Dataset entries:
--*--
PR #15319, opened 2025-04-04
doc: hard code link titles (stable-5.0)

minaelee:
This PR hard-codes all titles for `relatedlinks:` and `discourse:` links that exist in `stable-5.0` docs. This is intended to prevent failed live link title fetching at build time (typically due to external site downtime) from blocking builds.


tomponline (approved):
Cheers!

PR #15324, opened 2025-04-07
Ubuntu Pro: Re-initialise watcher on guest request

markylaing:
The next release of the Ubuntu Pro client will use `/var/lib/ubuntu-pro` for new configuration. This is where the `interfaces/lxd-config.json` file will be placed, which LXD will watch for host configuration updated. Unfortunately, the new configuration directory isn't created until `pro config set lxd_guest_attach <value>` is actually called. Since LXD creates a file watcher on startup, it attempts to watch `/var/lib/ubuntu-pro` and this fails (doesn't exist yet). The only way to get guest attachment working is to restart the LXD daemon.

This PR works around this issue by allowing the guest to re-trigger a file watcher in limited scenarios. The tl;dr is as follows:
1. If the host is not ubuntu, then client is static and no file watcher will ever be triggered.
2. If the host is ubuntu, but no watcher is configured, and the watcher context has not been cancelled, when the guest calls `GET /1.0/ubuntu-pro` or `POST /1.0/ubuntu-pro/token` LXD will attempt to watch `/var/lib/ubuntu-pro` again to get the host config. If that fails, a cooldown of 5 minutes will prevent a guest from requesting either the setting or a token again.

### DIFF
--- a/lxd/devlxd.go
+++ b/lxd/devlxd.go
@@ -351,7 +351,10 @@ func devlxdUbuntuProGetHandler(d *Daemon, c instance.Instance, w http.ResponseWr
 		return response.DevLxdErrorResponse(api.NewGenericStatusError(http.StatusMethodNotAllowed), c.Type() == instancetype.VM)
 	}
 
-	settings := d.State().UbuntuPro.GuestAttachSettings(c.ExpandedConfig()["ubuntu_pro.guest_attach"])
+	settings, err := d.State().UbuntuPro.GuestAttachSettings(c.ExpandedConfig()["ubuntu_pro.guest_attach"])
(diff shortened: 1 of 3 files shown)


tomponline:
@markylaing im going to hold back on this as potentially doesn't solve the problem at hand,e.g.

```
lxc launch ubuntu:25.04 c1 # Will not get correct setting as pro client not upgraded yet
# upgrade pro client
pro config set lxd_guest_attach=on
lxc launch ubuntu:25.04 c2 # Will not get correct setting as rate limited
```

But happy to be told im wrong here :)

tomponline:
@markylaing this can be closed right?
--*--
## Task to carry out:
Every record is to be written out verbatim.

## Exercise solution:
PR #15319, opened 2025-04-04
doc: hard code link titles (stable-5.0)

minaelee:
This PR hard-codes all titles for `relatedlinks:` and `discourse:` links that exist in `stable-5.0` docs. This is intended to prevent failed live link title fetching at build time (typically due to external site downtime) from blocking builds.


tomponline (approved):
Cheers!

PR #15324, opened 2025-04-07
Ubuntu Pro: Re-initialise watcher on guest request

markylaing:
The next release of the Ubuntu Pro client will use `/var/lib/ubuntu-pro` for new configuration. This is where the `interfaces/lxd-config.json` file will be placed, which LXD will watch for host configuration updated. Unfortunately, the new configuration directory isn't created until `pro config set lxd_guest_attach <value>` is actually called. Since LXD creates a file watcher on startup, it attempts to watch `/var/lib/ubuntu-pro` and this fails (doesn't exist yet). The only way to get guest attachment working is to restart the LXD daemon.

This PR works around this issue by allowing the guest to re-trigger a file watcher in limited scenarios. The tl;dr is as follows:
1. If the host is not ubuntu, then client is static and no file watcher will ever be triggered.
2. If the host is ubuntu, but no watcher is configured, and the watcher context has not been cancelled, when the guest calls `GET /1.0/ubuntu-pro` or `POST /1.0/ubuntu-pro/token` LXD will attempt to watch `/var/lib/ubuntu-pro` again to get the host config. If that fails, a cooldown of 5 minutes will prevent a guest from requesting either the setting or a token again.

### DIFF
--- a/lxd/devlxd.go
+++ b/lxd/devlxd.go
@@ -351,7 +351,10 @@ func devlxdUbuntuProGetHandler(d *Daemon, c instance.Instance, w http.ResponseWr
 		return response.DevLxdErrorResponse(api.NewGenericStatusError(http.StatusMethodNotAllowed), c.Type() == instancetype.VM)
 	}
 
-	settings := d.State().UbuntuPro.GuestAttachSettings(c.ExpandedConfig()["ubuntu_pro.guest_attach"])
+	settings, err := d.State().UbuntuPro.GuestAttachSettings(c.ExpandedConfig()["ubuntu_pro.guest_attach"])
(diff shortened: 1 of 3 files shown)


tomponline:
@markylaing im going to hold back on this as potentially doesn't solve the problem at hand,e.g.

```
lxc launch ubuntu:25.04 c1 # Will not get correct setting as pro client not upgraded yet
# upgrade pro client
pro config set lxd_guest_attach=on
lxc launch ubuntu:25.04 c2 # Will not get correct setting as rate limited
```

But happy to be told im wrong here :)

tomponline:
@markylaing this can be closed right?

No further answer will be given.